=== Data to examine ===
PR #1238, opened 2015-01-17
Improve rendering of construction=residential on zoom 13

sb12:
Before:

constructionbefore

After:

constructionafter

### DIFF
--- a/roads.mss
+++ b/roads.mss
@@ -743,6 +743,11 @@
           [zoom < 13] {
             line-width: 0;
             b/line-width: 0;
+          }            
+          [zoom >= 13][zoom < 14] {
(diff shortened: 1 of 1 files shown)


math1985:
I agree highway=construction, construction=residential should be more narrow on z13.

However, this proposal also makes highway=construction, construction=residential more narrow on z14 and higher, and on these zoom levels, in particular from z15 on, it is rendered too narrow now.

sb12:
You are right. Thank you for spotting this. I probably should have tested it better.

I fixed it now and also improved the code a little bit.

math1985:
Thanks, that's better.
===
Show each line in the entries that holds the string "highway".

I agree highway=construction, construction=residential should be more narrow on z13.
However, this proposal also makes highway=construction, construction=residential more narrow on z14 and higher, and on these zoom levels, in particular from z15 on, it is rendered too narrow now.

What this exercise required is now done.